[Source records]
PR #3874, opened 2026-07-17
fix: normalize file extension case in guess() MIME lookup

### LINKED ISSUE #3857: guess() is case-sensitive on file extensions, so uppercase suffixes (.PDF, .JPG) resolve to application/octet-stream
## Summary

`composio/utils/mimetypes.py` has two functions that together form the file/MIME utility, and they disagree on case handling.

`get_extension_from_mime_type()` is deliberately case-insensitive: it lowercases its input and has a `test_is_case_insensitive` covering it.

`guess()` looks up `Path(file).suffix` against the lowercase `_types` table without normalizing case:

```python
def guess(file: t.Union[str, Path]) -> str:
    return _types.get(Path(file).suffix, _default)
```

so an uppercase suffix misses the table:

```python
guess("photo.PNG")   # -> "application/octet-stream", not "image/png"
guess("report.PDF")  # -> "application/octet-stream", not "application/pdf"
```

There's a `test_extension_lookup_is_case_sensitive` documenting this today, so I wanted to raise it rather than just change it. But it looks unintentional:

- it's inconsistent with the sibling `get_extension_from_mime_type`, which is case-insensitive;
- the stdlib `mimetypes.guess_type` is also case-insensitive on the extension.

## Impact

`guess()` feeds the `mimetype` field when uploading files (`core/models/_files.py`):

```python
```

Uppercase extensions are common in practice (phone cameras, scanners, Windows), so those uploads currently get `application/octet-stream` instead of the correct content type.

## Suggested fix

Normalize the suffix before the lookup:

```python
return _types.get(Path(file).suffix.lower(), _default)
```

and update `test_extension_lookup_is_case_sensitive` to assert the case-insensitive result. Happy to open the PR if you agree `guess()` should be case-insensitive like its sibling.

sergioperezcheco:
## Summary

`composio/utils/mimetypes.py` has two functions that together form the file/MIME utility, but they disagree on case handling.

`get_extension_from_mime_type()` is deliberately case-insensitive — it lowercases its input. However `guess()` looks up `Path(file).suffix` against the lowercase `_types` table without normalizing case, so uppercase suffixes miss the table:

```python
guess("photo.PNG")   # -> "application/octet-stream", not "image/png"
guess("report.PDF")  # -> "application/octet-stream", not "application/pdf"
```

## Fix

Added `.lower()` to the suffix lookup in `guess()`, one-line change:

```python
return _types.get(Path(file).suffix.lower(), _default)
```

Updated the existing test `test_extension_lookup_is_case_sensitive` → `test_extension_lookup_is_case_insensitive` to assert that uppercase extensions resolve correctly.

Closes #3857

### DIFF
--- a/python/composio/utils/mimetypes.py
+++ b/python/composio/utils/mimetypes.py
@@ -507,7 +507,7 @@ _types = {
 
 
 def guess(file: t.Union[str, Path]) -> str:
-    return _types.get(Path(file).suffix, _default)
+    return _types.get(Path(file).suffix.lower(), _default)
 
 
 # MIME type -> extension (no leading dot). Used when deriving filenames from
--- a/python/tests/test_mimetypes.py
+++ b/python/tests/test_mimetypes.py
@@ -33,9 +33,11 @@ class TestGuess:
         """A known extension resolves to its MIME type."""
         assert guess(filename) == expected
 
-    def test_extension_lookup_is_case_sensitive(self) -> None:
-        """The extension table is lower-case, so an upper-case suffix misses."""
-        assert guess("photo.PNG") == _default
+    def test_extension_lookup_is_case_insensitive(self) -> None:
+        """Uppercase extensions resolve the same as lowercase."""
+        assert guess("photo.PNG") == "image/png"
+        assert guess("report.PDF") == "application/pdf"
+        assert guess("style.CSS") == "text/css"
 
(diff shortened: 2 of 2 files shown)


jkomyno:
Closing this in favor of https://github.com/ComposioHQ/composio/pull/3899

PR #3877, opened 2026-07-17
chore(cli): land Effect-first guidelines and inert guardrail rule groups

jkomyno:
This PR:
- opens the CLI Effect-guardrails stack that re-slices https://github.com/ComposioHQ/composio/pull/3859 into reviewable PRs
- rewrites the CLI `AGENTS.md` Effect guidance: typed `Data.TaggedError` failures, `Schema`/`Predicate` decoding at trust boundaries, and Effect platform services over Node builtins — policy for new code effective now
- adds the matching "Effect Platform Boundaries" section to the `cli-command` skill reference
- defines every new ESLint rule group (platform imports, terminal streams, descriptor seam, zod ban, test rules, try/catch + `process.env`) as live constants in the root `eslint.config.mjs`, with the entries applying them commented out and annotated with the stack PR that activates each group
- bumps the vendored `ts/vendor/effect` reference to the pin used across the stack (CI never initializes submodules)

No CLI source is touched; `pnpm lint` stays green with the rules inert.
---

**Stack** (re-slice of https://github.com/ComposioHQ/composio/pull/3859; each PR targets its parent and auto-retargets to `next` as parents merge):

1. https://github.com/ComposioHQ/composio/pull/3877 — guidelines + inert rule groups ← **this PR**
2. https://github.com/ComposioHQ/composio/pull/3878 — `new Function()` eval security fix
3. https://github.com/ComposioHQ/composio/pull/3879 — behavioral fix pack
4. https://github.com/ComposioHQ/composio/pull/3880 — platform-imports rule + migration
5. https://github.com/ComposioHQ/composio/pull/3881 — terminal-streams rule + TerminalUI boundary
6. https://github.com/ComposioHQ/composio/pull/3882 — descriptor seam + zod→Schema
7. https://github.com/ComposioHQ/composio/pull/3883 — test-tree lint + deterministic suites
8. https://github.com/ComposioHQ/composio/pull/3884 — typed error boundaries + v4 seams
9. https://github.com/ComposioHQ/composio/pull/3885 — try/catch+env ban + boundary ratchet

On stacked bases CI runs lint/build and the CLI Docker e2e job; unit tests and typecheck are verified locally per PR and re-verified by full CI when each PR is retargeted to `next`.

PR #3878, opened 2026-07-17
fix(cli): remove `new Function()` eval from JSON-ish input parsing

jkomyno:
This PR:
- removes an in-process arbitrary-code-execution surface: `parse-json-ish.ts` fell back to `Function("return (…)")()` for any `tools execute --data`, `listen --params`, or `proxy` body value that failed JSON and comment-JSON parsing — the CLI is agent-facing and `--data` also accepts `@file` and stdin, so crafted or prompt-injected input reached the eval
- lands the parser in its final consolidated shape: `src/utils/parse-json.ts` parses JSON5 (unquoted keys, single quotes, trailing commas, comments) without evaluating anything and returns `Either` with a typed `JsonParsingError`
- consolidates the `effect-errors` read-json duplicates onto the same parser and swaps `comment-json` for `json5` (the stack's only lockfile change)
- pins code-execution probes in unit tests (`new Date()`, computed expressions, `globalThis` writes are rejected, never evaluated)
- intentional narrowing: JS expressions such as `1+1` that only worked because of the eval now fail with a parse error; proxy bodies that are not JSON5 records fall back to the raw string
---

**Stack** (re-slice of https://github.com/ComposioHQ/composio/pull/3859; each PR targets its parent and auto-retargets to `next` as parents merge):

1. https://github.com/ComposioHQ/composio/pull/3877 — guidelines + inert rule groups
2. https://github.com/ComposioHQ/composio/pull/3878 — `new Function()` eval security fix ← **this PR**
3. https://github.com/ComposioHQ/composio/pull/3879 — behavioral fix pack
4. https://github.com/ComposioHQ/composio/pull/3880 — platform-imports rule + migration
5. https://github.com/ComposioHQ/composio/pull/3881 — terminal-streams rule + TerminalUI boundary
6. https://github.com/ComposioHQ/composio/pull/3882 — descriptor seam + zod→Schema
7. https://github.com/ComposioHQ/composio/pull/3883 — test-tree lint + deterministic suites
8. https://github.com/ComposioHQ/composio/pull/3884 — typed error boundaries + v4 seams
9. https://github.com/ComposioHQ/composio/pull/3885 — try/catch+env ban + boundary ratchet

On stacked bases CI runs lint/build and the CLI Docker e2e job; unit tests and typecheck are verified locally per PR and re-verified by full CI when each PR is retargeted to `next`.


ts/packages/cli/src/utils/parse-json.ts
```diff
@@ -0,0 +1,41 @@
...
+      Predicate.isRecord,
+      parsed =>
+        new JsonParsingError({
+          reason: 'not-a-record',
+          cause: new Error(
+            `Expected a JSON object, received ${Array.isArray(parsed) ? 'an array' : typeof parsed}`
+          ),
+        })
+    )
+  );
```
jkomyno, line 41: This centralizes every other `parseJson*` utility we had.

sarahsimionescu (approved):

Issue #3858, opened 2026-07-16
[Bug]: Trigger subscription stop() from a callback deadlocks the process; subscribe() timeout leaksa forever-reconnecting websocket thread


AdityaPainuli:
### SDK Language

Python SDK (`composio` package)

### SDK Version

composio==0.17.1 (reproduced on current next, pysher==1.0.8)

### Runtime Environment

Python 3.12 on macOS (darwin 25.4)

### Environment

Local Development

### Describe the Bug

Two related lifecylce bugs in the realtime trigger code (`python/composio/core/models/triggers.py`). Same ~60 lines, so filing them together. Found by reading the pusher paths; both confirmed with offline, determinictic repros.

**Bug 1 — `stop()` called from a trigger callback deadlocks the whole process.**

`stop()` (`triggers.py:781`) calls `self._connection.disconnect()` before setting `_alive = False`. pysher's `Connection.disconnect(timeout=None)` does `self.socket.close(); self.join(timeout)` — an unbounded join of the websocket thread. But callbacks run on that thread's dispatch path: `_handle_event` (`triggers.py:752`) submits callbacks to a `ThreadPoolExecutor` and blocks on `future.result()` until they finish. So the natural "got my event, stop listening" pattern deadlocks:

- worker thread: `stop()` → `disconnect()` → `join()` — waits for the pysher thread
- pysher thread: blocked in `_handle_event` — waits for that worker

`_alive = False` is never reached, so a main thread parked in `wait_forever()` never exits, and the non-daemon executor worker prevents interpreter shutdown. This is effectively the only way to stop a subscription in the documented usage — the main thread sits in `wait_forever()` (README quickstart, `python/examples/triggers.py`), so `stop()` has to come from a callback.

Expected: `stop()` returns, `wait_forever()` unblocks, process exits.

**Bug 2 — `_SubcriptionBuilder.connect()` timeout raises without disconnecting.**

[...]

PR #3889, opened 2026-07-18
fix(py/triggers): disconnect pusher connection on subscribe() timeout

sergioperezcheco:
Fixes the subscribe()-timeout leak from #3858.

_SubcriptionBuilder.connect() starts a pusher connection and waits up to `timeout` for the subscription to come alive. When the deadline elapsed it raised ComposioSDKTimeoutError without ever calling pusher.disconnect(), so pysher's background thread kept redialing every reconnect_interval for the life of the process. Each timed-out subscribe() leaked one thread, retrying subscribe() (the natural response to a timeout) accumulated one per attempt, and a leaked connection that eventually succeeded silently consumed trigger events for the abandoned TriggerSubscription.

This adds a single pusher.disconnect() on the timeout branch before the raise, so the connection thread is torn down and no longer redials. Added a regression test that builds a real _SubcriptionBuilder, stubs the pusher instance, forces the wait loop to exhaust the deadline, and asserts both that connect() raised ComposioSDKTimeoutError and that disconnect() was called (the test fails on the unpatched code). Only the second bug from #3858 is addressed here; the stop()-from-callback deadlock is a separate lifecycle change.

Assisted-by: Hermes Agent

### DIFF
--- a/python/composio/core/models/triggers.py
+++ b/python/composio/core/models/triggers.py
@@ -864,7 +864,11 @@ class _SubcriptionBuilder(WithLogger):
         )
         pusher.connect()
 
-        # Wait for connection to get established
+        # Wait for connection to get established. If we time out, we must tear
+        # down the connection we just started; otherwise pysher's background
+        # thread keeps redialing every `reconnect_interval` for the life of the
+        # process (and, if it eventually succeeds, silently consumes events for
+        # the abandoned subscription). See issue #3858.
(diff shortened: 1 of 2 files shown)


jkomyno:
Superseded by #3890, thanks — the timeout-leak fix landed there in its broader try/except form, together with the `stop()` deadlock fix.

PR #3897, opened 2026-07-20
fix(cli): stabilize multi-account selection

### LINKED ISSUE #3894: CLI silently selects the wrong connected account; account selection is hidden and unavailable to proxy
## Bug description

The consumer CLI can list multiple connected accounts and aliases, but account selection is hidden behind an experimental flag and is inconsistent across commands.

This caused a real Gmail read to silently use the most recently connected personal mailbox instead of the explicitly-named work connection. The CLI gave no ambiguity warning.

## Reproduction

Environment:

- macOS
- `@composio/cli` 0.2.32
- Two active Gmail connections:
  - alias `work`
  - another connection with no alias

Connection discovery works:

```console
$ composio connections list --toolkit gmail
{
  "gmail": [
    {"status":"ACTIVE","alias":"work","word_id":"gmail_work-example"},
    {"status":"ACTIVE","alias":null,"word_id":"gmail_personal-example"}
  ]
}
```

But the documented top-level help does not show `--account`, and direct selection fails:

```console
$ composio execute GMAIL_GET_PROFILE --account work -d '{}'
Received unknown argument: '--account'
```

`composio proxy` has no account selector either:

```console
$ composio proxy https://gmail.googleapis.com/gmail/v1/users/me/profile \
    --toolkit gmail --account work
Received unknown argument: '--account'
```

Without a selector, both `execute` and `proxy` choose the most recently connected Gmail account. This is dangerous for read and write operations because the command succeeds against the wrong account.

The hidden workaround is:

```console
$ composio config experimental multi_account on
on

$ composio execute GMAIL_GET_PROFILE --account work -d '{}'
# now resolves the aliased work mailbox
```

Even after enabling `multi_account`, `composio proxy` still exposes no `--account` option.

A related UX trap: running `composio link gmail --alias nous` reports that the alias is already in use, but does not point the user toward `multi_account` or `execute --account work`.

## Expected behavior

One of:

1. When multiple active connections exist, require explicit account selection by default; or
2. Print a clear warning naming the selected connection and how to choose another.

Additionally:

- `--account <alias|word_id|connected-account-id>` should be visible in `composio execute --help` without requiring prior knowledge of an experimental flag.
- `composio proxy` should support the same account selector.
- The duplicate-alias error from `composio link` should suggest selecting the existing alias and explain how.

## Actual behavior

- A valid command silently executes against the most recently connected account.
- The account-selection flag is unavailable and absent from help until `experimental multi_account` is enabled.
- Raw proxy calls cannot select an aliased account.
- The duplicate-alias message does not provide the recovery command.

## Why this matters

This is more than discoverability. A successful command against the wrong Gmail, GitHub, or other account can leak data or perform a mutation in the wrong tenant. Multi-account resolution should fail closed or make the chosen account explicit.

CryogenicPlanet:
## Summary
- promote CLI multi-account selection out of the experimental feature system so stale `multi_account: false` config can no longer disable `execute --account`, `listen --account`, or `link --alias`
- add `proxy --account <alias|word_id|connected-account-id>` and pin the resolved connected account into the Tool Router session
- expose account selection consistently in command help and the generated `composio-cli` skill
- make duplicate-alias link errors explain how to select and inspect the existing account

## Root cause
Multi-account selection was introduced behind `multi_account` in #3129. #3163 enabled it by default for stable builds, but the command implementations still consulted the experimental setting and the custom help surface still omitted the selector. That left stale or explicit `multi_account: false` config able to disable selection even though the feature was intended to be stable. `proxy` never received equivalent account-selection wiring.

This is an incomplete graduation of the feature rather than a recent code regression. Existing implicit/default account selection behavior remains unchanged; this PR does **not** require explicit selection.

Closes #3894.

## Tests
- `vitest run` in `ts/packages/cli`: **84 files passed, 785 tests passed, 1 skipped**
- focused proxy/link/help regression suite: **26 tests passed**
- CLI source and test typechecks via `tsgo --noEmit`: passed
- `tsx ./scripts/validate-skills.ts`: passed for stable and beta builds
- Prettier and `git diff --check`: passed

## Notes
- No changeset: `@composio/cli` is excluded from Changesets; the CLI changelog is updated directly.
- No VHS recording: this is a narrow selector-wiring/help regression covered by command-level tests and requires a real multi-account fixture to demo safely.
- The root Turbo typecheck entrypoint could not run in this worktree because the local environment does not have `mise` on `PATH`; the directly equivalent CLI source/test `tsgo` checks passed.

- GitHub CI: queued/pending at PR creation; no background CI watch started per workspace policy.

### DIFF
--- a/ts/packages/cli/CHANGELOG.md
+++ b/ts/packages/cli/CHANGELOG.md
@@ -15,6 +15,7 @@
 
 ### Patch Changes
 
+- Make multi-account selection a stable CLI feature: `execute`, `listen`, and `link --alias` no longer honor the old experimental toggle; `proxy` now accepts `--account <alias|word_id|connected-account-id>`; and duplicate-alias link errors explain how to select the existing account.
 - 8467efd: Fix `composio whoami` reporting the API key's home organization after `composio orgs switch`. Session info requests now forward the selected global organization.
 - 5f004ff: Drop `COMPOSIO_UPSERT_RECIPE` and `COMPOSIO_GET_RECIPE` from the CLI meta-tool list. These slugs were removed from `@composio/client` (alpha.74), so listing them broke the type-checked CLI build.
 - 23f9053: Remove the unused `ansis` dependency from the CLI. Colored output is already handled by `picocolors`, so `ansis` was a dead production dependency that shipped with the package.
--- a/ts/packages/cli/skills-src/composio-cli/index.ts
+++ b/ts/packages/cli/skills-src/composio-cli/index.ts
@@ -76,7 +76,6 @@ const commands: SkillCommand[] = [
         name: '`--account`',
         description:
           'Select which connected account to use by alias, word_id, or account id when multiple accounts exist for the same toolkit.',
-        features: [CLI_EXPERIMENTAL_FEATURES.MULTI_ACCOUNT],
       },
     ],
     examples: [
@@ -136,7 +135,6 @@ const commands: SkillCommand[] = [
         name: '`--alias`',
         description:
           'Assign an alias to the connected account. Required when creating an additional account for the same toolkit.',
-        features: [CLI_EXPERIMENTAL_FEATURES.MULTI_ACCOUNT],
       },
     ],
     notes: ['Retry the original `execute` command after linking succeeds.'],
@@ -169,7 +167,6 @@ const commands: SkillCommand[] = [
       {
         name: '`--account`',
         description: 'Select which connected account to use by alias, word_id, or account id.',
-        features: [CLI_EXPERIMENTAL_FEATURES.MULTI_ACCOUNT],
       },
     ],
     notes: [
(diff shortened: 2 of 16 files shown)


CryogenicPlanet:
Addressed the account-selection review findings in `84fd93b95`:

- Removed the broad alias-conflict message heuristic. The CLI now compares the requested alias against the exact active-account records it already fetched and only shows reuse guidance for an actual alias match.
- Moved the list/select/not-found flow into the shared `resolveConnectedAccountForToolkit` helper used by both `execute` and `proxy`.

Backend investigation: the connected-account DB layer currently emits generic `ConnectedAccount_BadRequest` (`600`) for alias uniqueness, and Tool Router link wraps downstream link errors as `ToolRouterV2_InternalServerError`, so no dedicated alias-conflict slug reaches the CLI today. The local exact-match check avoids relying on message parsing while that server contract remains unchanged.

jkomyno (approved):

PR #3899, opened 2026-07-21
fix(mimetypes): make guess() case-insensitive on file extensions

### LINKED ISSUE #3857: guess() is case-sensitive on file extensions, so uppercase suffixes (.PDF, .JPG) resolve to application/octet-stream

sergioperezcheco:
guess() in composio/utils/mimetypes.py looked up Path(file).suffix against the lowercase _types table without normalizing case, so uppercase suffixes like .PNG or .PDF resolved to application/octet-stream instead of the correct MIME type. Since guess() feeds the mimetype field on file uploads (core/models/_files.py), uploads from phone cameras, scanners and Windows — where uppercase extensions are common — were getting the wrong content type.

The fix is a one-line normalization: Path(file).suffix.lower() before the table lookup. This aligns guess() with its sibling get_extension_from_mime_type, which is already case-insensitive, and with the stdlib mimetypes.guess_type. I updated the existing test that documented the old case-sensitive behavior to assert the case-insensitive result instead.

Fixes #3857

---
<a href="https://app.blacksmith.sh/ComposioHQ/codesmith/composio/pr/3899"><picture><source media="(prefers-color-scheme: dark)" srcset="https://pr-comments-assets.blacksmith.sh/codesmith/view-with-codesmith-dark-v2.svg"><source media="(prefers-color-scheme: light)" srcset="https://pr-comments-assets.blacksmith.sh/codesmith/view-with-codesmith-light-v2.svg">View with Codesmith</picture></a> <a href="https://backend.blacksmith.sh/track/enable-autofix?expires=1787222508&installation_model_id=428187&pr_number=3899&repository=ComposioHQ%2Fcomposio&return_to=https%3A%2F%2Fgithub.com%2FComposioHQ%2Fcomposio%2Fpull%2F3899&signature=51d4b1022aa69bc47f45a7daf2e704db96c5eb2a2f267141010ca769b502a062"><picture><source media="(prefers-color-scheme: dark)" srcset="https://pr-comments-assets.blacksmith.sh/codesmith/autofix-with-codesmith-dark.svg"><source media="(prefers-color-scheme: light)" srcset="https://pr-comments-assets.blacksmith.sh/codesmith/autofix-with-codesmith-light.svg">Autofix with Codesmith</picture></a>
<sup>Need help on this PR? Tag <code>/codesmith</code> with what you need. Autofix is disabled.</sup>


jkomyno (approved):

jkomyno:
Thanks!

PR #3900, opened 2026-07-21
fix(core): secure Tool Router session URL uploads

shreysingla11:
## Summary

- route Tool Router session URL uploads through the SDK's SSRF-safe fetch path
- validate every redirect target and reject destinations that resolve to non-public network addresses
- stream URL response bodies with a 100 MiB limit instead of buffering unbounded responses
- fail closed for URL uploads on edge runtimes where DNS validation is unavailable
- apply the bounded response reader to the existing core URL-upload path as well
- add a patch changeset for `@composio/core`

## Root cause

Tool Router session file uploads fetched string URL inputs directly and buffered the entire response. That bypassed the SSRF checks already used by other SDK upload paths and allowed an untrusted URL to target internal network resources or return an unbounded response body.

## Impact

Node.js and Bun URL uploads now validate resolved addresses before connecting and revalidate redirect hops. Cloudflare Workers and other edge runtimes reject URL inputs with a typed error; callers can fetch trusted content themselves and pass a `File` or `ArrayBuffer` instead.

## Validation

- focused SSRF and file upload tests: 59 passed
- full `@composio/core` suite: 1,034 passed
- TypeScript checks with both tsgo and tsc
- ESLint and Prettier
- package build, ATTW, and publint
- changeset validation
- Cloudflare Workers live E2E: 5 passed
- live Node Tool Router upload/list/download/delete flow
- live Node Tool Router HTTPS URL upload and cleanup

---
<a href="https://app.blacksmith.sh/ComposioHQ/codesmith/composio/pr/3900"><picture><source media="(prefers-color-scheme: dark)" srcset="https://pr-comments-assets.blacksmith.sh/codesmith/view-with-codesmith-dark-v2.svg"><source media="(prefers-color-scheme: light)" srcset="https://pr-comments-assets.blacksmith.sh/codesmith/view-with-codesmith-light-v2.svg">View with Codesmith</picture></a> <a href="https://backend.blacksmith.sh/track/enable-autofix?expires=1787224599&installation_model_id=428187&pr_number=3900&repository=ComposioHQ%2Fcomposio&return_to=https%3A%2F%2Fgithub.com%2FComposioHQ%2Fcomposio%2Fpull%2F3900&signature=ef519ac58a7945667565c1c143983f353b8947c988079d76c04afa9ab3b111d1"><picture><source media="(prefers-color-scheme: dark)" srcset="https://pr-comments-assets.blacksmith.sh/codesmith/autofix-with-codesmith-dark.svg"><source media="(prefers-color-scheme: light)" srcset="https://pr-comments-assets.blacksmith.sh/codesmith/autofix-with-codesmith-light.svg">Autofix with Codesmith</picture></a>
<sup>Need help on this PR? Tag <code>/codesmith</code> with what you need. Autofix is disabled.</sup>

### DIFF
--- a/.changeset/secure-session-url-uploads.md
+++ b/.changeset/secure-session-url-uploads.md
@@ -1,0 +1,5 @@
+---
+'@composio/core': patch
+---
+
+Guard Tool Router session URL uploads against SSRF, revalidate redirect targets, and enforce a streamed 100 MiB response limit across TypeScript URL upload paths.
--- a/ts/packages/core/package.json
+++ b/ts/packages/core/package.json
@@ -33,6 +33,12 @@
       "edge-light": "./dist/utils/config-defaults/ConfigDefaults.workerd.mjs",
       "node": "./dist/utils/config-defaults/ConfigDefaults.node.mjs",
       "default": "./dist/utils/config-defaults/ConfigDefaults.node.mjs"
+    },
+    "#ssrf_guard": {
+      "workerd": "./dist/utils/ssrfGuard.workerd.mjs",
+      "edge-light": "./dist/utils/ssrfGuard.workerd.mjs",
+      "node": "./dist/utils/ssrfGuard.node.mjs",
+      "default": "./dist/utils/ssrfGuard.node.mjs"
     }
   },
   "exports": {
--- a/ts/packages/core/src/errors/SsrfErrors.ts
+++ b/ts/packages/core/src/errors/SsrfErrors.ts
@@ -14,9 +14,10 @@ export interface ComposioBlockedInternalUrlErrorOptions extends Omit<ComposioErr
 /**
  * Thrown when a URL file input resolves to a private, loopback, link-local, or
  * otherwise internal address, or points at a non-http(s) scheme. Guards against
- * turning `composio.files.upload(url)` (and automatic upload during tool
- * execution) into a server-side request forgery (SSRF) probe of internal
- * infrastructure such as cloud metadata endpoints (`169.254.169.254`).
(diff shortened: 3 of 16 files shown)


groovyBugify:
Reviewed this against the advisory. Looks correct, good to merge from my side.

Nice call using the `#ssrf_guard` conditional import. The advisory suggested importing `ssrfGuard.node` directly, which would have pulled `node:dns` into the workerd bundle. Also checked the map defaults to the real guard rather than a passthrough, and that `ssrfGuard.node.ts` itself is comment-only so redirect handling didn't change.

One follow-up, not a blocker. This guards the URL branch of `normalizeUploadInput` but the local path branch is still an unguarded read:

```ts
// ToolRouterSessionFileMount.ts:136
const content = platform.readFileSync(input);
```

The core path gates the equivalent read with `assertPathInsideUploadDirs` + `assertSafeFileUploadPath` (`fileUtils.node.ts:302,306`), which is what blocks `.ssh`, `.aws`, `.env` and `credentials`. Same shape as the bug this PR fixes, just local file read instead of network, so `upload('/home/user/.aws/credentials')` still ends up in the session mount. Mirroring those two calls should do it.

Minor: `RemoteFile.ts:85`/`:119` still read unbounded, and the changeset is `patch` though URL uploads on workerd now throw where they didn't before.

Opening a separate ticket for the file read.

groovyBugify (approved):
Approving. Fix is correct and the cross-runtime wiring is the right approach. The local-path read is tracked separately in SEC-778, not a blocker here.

### Work request
Above are several records. Count the lines among them that contain "JsonParsingError" and give only the total.

### Exercise output
2